With this Jeff Bezos identifies the most essential attitudes, practices, and culture of a successful and growing company. As he says, ” I’ve often struggled to put a name to the unique chemistry of a startup, but it captures beautifully all of the trials, tribulations, and magic of the entrepreneurial spirit “. He calls it being a Day 1 Company. He is so passionate about the importance of staying a Day 1 Company, the building he works in is called Day One ! According to Bezos, ” a Day 1 Company’s obsessive goal should be to avoid becoming a Day 2 Company because of stasis, followed by irrelevance, then excruciating, painful decline, and finally death. And that is why for Amazon it is always Day 1 “.

In his recently released letter to stockholders (www.SEC.gov), Bezos highlights what’s needed to be a successful Day 1 Company –

1. Having True Customer Obsession

You can be competitor focused / product focused / technology focused / business-model focused / etc. But having an obsessive Customer Focus is by far the most representative of day one vitality. Customers  always want more, even when they report being happy and business is great. Even if they don’t yet know it, Customers want something better, and your desire to delight Customers will drive you to invent on their behalf.”  If you want to know if you’re a day one or day two company, just ask your customers – if you’re ready for the answer – and be prepared to do something more – sooner than later.
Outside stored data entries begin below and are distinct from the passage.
PR #1173, opened 2022-06-14
Maintenance PR

elicn:
Maintenance PR for security and code quality.

Highlights:
- Safer path semantics
  - Provide the emulated program with virtual paths rather than host paths, when possible (WIP)
  - Paths accessed by the emulated program must end up under rootfs to prevent messing up the host file system [that takes symlinks into considerations to prevent path traversals]
  - The emulated program must reside somewhere in rootfs
- Revised POSIX `filestruct` and `socket` modules for a better code quality
- Comments and typing annotations

### DIFF
--- a/qiling/os/posix/syscall/unistd.py
+++ b/qiling/os/posix/syscall/unistd.py
@@ -338,23 +338,25 @@ def ql_syscall_write(ql: Qiling, fd: int, buf: int, count: int):
 def ql_syscall_readlink(ql: Qiling, path_name: int, path_buff: int, path_buffsize: int):
     pathname = ql.os.utils.read_cstring(path_name)
     # pathname = str(pathname, 'utf-8', errors="ignore")
-    real_path = ql.os.path.transform_to_link_path(pathname)
-    relative_path = ql.os.path.transform_to_relative_path(pathname)
+    host_path = ql.os.path.virtual_to_host_path(pathname)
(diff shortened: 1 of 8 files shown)


qiling/os/posix/syscall/unistd.py
```diff
@@ -338,23 +338,25 @@ def ql_syscall_write(ql: Qiling, fd: int, buf: int, count: int):
...
-    real_path = ql.os.path.transform_to_link_path(pathname)
-    relative_path = ql.os.path.transform_to_relative_path(pathname)
+    host_path = ql.os.path.virtual_to_host_path(pathname)
+    virt_path = ql.os.path.virtual_abspath(pathname)
 
-    if not os.path.exists(real_path):
-        regreturn = -1
+    # cover procfs psaudo files first
+    # TODO: /proc/self/root, /proc/self/cwd
+    if virt_path == r'/proc/self/exe':
```
wtdcode, line 346: Maybe a separate file for such things instead of “hacky if”?

elicn: I agree this is ~hacky~ ugly, but that `if` was already there..
The elegant way to handle this would be a fully virtualized file system that could handle symlinks like this one.

elicn:
My local branch got toasted.. I'll open another PR instead.

PR #1174, opened 2022-06-14
Linux procfs PoC

elicn:
Introduce procfs to Linux OS
This is just a minimal PoC; looking for feedback.

Notes:
- The implementation of `/proc/self/exe` just mimics a symlink behvaior, and could be generalized if we had a full virtualized file system
- As long as Qiling doesn't have a full virtualized file system, it would be hard to maintain both "real" files and pseudo files seamelessly
- This somewhat repeats code patterns from `ql_file` and `QlFsMappedObject`, but till those modules are appropriately generalized, I figured it would be cleaner this way

### DIFF
--- a/qiling/debugger/gdb/gdb.py
+++ b/qiling/debugger/gdb/gdb.py
@@ -475,23 +475,15 @@ class QlGdb(QlDebugger):
                     return f'l{content}'
 
                 elif feature == 'auxv' and op == 'read':
-                    auxv_data = bytearray()
+                    try:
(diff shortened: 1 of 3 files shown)


wtdcode:
Regarding the repeat pattern between `ql_file` and `QlFsMappedObject`, the original motivation mostly is backward compatibility since `ql_file` was the only choice for users at that time and I didn’t want to break everything. Maybe we can safely merge the two base class nowadays.

elicn:
Guess there is no more further feedback; ready for review.

cla7aye15I4nd (approved):

PR #1195, opened 2022-07-19
Maintenance PR

### LINKED ISSUE #1192: Error loading kernel module nfnetlink.ko
***Describe the bug**
When executing a load to emulate the nfnetlink.ko kernel module. An error occurs. Presumably due to passing in the lkm_dynlinker function as a string 'SHN_ABS' rather than a numeric parameter (_section = elffile.get_section(_symbol['st_shndx']))

**Sample Code**
```
#!/usr/bin/python3

import sys
from qiling import *

def test(path, rootfs):
    ql = Qiling(path, rootfs, verbose=QL_VERBOSE.DEBUG)

    print(f"ql.loader.load_address: {ql.loader.load_address}")
    ql.run(ql.loader.load_address + 0x1205, ql.loader.load_address + 0x126c)  

if __name__ == "__main__":
    test(["nfnetlink.ko"], 
    "rootfs/x8664_linux")
```

**Expected behavior**

**Screenshots**
изображение

**Kernel module**
[nfnetlink.zip](https://github.com/qilingframework/qiling/files/9101949/nfnetlink.zip)

elicn:
Highlights:
- Increase host security around Windows file access API
- Have some tests clean up file system residuals
- Remove obsolete settings from profiles
- Fixes #1192


qiling/os/windows/const.py
```diff
@@ -12,12 +12,16 @@
 ERROR_PATH_NOT_FOUND = 0x3
 ERROR_ACCESS_DENIED = 0x5
 ERROR_INVALID_HANDLE = 0x6
+ERROR_GEN_FAILURE = 0x1f
```
kabeor, line 15: I think here should be capitalized?

elicn: I don't think we have a consistent convention for that (there are many lowercase and upercase constans everywhere), neither PEP8 defines it. Is there are specific reason here?

kabeor (approved):

qiling/os/windows/const.py
kabeor: No, I just saw the variables that existed before is all uppercase values.

xwings (approved):

wtdcode (approved):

2. Resist Proxies / Recognize the Limits of Processes

This is extremely difficult since proxies are what every enterprise does when common sense or the need to meaningfully innovate isn’t occurring.  The biggest challenge to innovation in enterprises is the supposed safe and prescribed process, and outside of that, people have an excuse to absolve themselves of personal responsibility.  Because of this, Bezos is vigilant in recognizing the limits of processes – “ It’s not that rare to hear a junior leader defend a bad outcome with something like, “ Well, we followed the process ”.  A more experienced leader will experiment as an opportunity to investigate and improve the process. The process is not the thing. It’s always worth asking, do we own the process or does the process own us ?  In a Day 2 Company, it’s frequently the latter”.  He further added, “ As companies get larger and more complex, there’s a tendency to manage to proxies or processes. This comes in many shapes and sizes, and it’s dangerous, subtle, and very Day 2. A common example is process as proxy… if you’re not watchful, the process can become the thing. This can happen very easily in large organizations. The process becomes the proxy for the result you want. You stop looking at outcomes and just make sure you’re doing the process right ! ”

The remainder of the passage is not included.